Vehicle Classification
Vehicle detection (counting) and classification remains a major component of traffic management and control. The use of roadside equipment to collect and aggregate such data and information about the passing vehicle is the basis of demand management and traffic control, the trigger for variable speed limits and diversion to avoid congestion and traffic queuing.But counting alone cannot provide all the necessary information, as heavy goods vehicles occupy more space while their acceleration is slower and their braking distances are larger than passenger vehicles. As a result they leave a comparatively longer headway to the vehicle in front. While this has little effect on flowing traffic, if congestion starts it can mean that a large number of HGVs on the road will often block one complete lane. To derive live information regarding the vehicle mix, a combination of roadside equipment will be required to identify each individual vehicle.

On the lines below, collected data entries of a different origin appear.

PR #804, opened 2024-01-16
Fixed 'rand_s' not defined on BCC64 compiler

GermanAizek:
@hartwork libexpat library is old and reliable, thanks for keeping it up to date repo library, I checked build on modern Borland C++ compiler, I'm surprised that there is only one build error.

### DIFF
--- a/expat/lib/xmlparse.c
+++ b/expat/lib/xmlparse.c
@@ -37,6 +37,7 @@
    Copyright (c) 2022      Jeffrey Walton <noloader@gmail.com>
    Copyright (c) 2022      Jann Horn <jannh@google.com>
    Copyright (c) 2023      Sony Corporation / Snild Dolkow <snild@sony.com>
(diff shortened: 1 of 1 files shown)


hartwork (changes requested):
Hi @GermanAizek,

use of `rand` is not acceptable: its entropy is not high quality. Are there ways to make Borland offer the `rand_s` function? If not, I'm not sure if Borland is mainstream enough to be supported, e.g. [GitHub Actions runner images](https://github.com/actions/runner-images) come with MSVC but not Borland.

> I checked build on modern Borland C++ compiler, I'm surprised that there is only one build error.

We he have CI that covers modern Clang, GCC, and MSVC with zero warnings.

GermanAizek:
@hartwork according to Embarcadero wiki documentation, there is actually no MSVC `rand_s()`, there are only usual `rand()`, `srand()`, `randomize()`, etc.

Issue #497, opened 2021-06-03
Compile error: Invalid conversion from `void*` to `XML_Char*`


scouten:
When building [libexpat 2.4.1 for linux](https://github.com/adobe/xmp-toolkit-rs/pull/19/checks?check_run_id=2738840033), I get the following error:

```
    cargo:warning=external/xmp_toolkit/third-party/expat/lib/xmlparse.c: In function ‘XML_Char* copyString(const XML_Char*, const XML_Memory_Handling_Suite*)’:
398
    cargo:warning=external/xmp_toolkit/third-party/expat/lib/xmlparse.c:7222:32: error: invalid conversion from ‘void*’ to ‘XML_Char*’ {aka ‘char*’} [-fpermissive]
399
    cargo:warning= 7222 |   result = memsuite->malloc_fcn(charsRequired * sizeof(XML_Char));
400
    cargo:warning=      |            ~~~~~~~~~~~~~~~~~~~~^~~~~~~~~~~~~~~~~~~~~~~~~~~~~~~~~~
401
    cargo:warning=      |                                |
402
    cargo:warning=      |                                void*
403
```

I can (and will) work around this by using `-fpermissive`, but I'd prefer not to. Can you add an explicit cast here to satisfy the compiler?

scouten:
Actually, this is a blocker as I don't seem to have a compile flag I can use on MacOS to silence this error. This prevents me from responding to adobe/xmp-toolkit-rs#18.

See [this build log](https://github.com/adobe/xmp-toolkit-rs/pull/19/checks?check_run_id=2739417720).

hartwork:
Seems like an easy fix: I can do a pull request or you can make one and have a commit in here, as you prefer.
The current macOS CI is running AppleClang 12. If this is a different compiler, than that would explain why it didn't show up earlier. From a quick look I couldn't see any compiler identification in the log — are we dealing with Apple GCC here? Is the version known?

hartwork:
PS: Could it be that you're compiling C code with a C++ compiler? There are people who argue that adding the cast is not a good idea (e.g. at https://stackoverflow.com/questions/605845/do-i-cast-the-result-of-malloc) so I'd want to be sure that we don't put the band-aid in the wrong place. I'm looking forward to analyze and discuss this further with you.

scouten:
I am away for a couple of days starting now, but will attempt to circle back on this early next week.

hartwork:
Thanks for the heads-up, see you soon :pray:

[...]

PR #807, opened 2024-01-24
xmlparse.c: Fixed errors and warning using ninja compiler.

jblaisdev:
Fixed 8 Errors: Conversion from 'void*' to pointer to non-'void' requires an explicit cast.

Fixed 1 Warning: function call missing argument list.

### DIFF
--- a/expat/lib/xmlparse.c
+++ b/expat/lib/xmlparse.c
@@ -1007,7 +1007,7 @@ parserCreate(const XML_Char *encodingName,
 
   if (memsuite) {
     XML_Memory_Handling_Suite *mtemp;
-    parser = memsuite->malloc_fcn(sizeof(struct XML_ParserStruct));
+    parser = (XML_Parser)memsuite->malloc_fcn(sizeof(struct XML_ParserStruct));
     if (parser != NULL) {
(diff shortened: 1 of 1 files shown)


hartwork:
> Fixed 8 Errors: Conversion from 'void*' to pointer to non-'void' requires an explicit cast.
> 
> Fixed 1 Warning: function call missing argument list.

Hi @jblaisdev this is a duplicate of invalid (and pinned) issue #497, please use a C compiler rather than a C++ one to compile C code. If this is a misunderstanding, I'm happy to re-open. Thank you.

expat/lib/xmlparse.c
```diff
@@ -7124,7 +7124,7 @@ static unsigned long FASTCALL
 hash(XML_Parser parser, KEY s) {
   struct siphash state;
   struct sipkey key;
-  (void)sip24_valid;
+  (void)sip24_valid();
```
hartwork, line 7127: @jblaisdev on a side note, this would now call the function while it was previously only marked as unused and not called. Given the place of this function call, if I had merged that change without noticing, this mistaken warning fix would have hurt Expat performance. Fixing warnings needs 110% attention to make things worse.

jblaisdev:
@hartwork thanks for the info and sorry for missing the pinned issue!

PR #814, opened 2024-02-02
tests: Fix `CLOCKS_PER_SEC` guard for arm64 FreeBSD reality

hartwork:
Follow-up to #789

`CLOCKS_PER_SEC` turned out to be as small as 128 in practice on machine `cfarm240.cfarm.net`.

CC @Snild-Sony


Snild-Sony (approved):

hartwork:
@Snild-Sony thanks for the review! :pray:

PR #816, opened 2024-02-07
Fix INTERFACE_INCLUDE_DIRECTORIES on Haiku

korli:
Not sure if the IMPORTED_LOCATION shouldn't be develop/lib Patch from François Revol.

### DIFF
--- a/expat/Makefile.am
+++ b/expat/Makefile.am
@@ -68,6 +68,7 @@ cmakedir = $(libdir)/cmake/expat-@PACKAGE_VERSION@
 
 
 _EXTRA_DIST_CMAKE = \
+    cmake/autotools/expat-noconfig__haiku.cmake.in \
     cmake/autotools/expat-noconfig__linux.cmake.in \
     cmake/autotools/expat-noconfig__macos.cmake.in \
     cmake/autotools/expat-noconfig__windows.cmake.in \
--- a/expat/cmake/autotools/expat-noconfig__haiku.cmake.in
+++ b/expat/cmake/autotools/expat-noconfig__haiku.cmake.in
@@ -1,0 +1,26 @@
+#----------------------------------------------------------------
+# Generated CMake target import file for configuration "NoConfig".
+#----------------------------------------------------------------
+
+# Commands may need to know the format version.
+set(CMAKE_IMPORT_FILE_VERSION 1)
+
+get_filename_component(_IMPORT_PREFIX "${_IMPORT_PREFIX}" PATH)
+
+set_target_properties(expat::expat PROPERTIES
+  INTERFACE_INCLUDE_DIRECTORIES "${_IMPORT_PREFIX}/develop/headers${CMAKE_HAIKU_SECONDARY_ARCH_SUBDIR}"
+  INTERFACE_LINK_LIBRARIES "m"
+)
+
+# Import target "expat::expat" for configuration "NoConfig"
+set_property(TARGET expat::expat APPEND PROPERTY IMPORTED_CONFIGURATIONS NOCONFIG)
+set_target_properties(expat::expat PROPERTIES
+  IMPORTED_LOCATION_NOCONFIG "${_IMPORT_PREFIX}/lib/@LIBDIR_BASENAME@/libexpat.so.@SO_MAJOR@.@SO_MINOR@.@SO_PATCH@"
+  IMPORTED_SONAME_NOCONFIG "libexpat.so.@SO_MAJOR@"
+  )
+
+list(APPEND _cmake_import_check_targets expat::expat )
+list(APPEND _cmake_import_check_files_for_expat::expat "${_IMPORT_PREFIX}/lib/@LIBDIR_BASENAME@/libexpat.so.@SO_MAJOR@.@SO_MINOR@.@SO_PATCH@" )
+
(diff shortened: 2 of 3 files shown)


hartwork:
Hi @korli, could you please provide a detailed bug report? What is it exactly that this pull request is trying to fix?

mmuman:
IIRC I was trying to port a dependency of OpenSCAD (OpenColorIO possibly), but it failed to find headers, because it searched at the wrong location when configuring with CMake.

Haiku doesn't use `include/` but `headers/`, as a subdirectory of  `/system/develop/`. Moreover, since we consider GCC2 and the newer GCCs as separate archs, depending which compiler is used we might need to use `headers/x86/` instead. So the default unixish behavior doesn't work for us.

As for IMPORTED_LOCATION, I'm not sure because while runtime libs are in `/system/lib`, we are supposed to actually link applications with libs in `/system/develop/lib[/x86]` so I believe we should probably use this.

hartwork (changes requested):
@korli @mmuman thanks for elaborating!

This is indeed likely to be #501 except on a non-Linux platform.
#501 is currently assumed unfeasable to be fixed in a way that works for everyone and so the unfortuante realitiy on that topic is that patching the CMake files installed by Expat Autotools will the way to go for Linux distros with non-standard path.  Now Haiku is not Linux so we could technically add these files to be just right for Haiku.  If we did that (1) we will not be able to detect or prevent breakage upstream because the CI does not cover Haiku and (2) the diff to `cmake/autotools/expat-noconfig__linux.cmake.in` should be minimal, which it does not yet seem to be, e.g. re-applying `INTERFACE_LINK_LIBRARIES "m"` does not seem to be needed (as it's already in `cmake/autotools/expat.cmake`) and avoiding `LIBDIR_BASENAME` would be worth a double check and a related comment and so on.

While I'm the first to aim for a zero-downstream-patches approach on most other cases:  How bad would it be for you to patch `cmake/autotools/expat-noconfig__linux.cmake.in` in Haiku Packaging instead? Maybe it needs nothing more than adding an additional `get_filename_component(_IMPORT_PREFIX "${_IMPORT_PREFIX}" PATH)` line and already work. Here's the two things that Debian keeps patching on the same topic:
- https://sources.debian.org/patches/expat/2.6.0-1/fix-expat-cmake.patch/
- https://sources.debian.org/patches/expat/2.6.0-1/fix-expat-noconfig.patch/

What do you think?

hartwork:
@korli @mmuman what do you think?

korli:
> @korli @mmuman what do you think?

I'm inclined to maintain the current patch as is.

hartwork:
> > @korli @mmuman what do you think?
> 
> I'm inclined to maintain the current patch as is.

@korli to be sure I understand: by that you mean keeping https://github.com/haikuports/haikuports/blob/master/dev-libs/expat/patches/expat-2.6.0.patchset downstream and closing this pull request?

korli:
> @korli to be sure I understand: by that you mean keeping https://github.com/haikuports/haikuports/blob/master/dev-libs/expat/patches/expat-2.6.0.patchset downstream and closing this pull request?

Yes, the current patch can stay until the next release.

hartwork:
> > @korli to be sure I understand: by that you mean keeping https://github.com/haikuports/haikuports/blob/master/dev-libs/expat/patches/expat-2.6.0.patchset downstream and closing this pull request?
> 
> Yes, the current patch can stay until the next release.

@korli thanks for confirming :+1: 

@mmuman how do you feel about [things](https://github.com/libexpat/libexpat/pull/816#pullrequestreview-1870630707)?

hartwork:
> > > @korli to be sure I understand: by that you mean keeping https://github.com/haikuports/haikuports/blob/master/dev-libs/expat/patches/expat-2.6.0.patchset downstream and closing this pull request?
> > 
> > 
> > Yes, the current patch can stay until the next release.
> 
> @korli thanks for confirming 👍
> 
> @mmuman how do you feel about [things](https://github.com/libexpat/libexpat/pull/816#pullrequestreview-1870630707)?

@mmuman do you have a minute?

mmuman:
Sorry I'm still recovering from FOSDEM :sweat_smile: 

Ok to keep it in HaikuPorts for now, at least until the other points are solved. I don't know if you're intending to deprecate autotools or not ?

Ideally we'd have a recipe for git HEAD and build it from time to time, but I don't think we have anything like that set up already.

As for libm, we actually don't even need it as it's included in libroot, and we have a stub for things wanting to link to it, so that can be removed…

hartwork:
> Sorry I'm still recovering from FOSDEM 😅

@mmuman thanks for your reply, I hope FOSDEM wasn't as bad as this makes it sound :wink:

> I don't know if you're intending to deprecate autotools or not ?

So far the then-fully-cyclic dependency Expat -> CMake -> Expat has prevented me from doing that: https://github.com/Kitware/CMake/tree/master/Utilities/cmexpat .

> Ok to keep it in HaikuPorts for now, at least until the other points are solved.

Good, I will close this pull request for good then. Thanks for the discussion!

mmuman:
> @mmuman thanks for your reply, I hope FOSDEM wasn't as bad as this makes it sound 😉

It was great, it's probably more the covid from 2 weeks before actually that's to blame.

In a large-scale roadside equipment network such as multi-lane free-flow tolling, the position information of the vehicle can then be determined without the need for on-board vehicle units or GNSS. Instead, vehicle detection and classification can be carried out in a non-invasive and non-intrusive manner by using either vision-based or laser-based components - or a combination of both depending on the application requirements. 3D classification delivers precise information of the vehicle profile, the number of axles and the existing of trailers and tow bars. Multiple scanners can be used for higher accuracy to profile and categorise the vehicle and recognise further features.
Investment
While the initial investment expenses of conventional single camera-based classification systems are relatively low, they have relatively high error rate due to environmental factors such as shadow, night view, occlusion, and others. With multi-camera classification systems the ratio between error rate and costs is reverted - the initial costs are higher but the error rate is relatively low. To provide a well-balanced cost/performance ratio the experience and expertise in both areas (machine vision and traffic technology) plays a significant role. By adapting the imaging sensors with the appropriate machine vision to combat the challenges of the traffic environment, a single camera-based classification system achieves the performance of multi-camera-based classification system at a lower price level.While existing vision-based detection and classification system use the shape, length and height of the vehicles as the determining features for classification, robust approaches are able to detect the vehicle, measure its 3D profile, distinguish its axles, estimate its speed and determine its travel direction.
Vitronic combines IR optical classification with laser-based vehicle detection and tracking in a unified system that can be mounted in a roadside housing, independently in enforcement trailers, or on tripods. It is efficient to extend traffic enforcement networks including a toll enforcement network.
Machine vision prepared the road for traffic technology applications as it provides a full suite of technology, sensors and methods. The adaption of machine vision for transportation continues apace and will guide its future.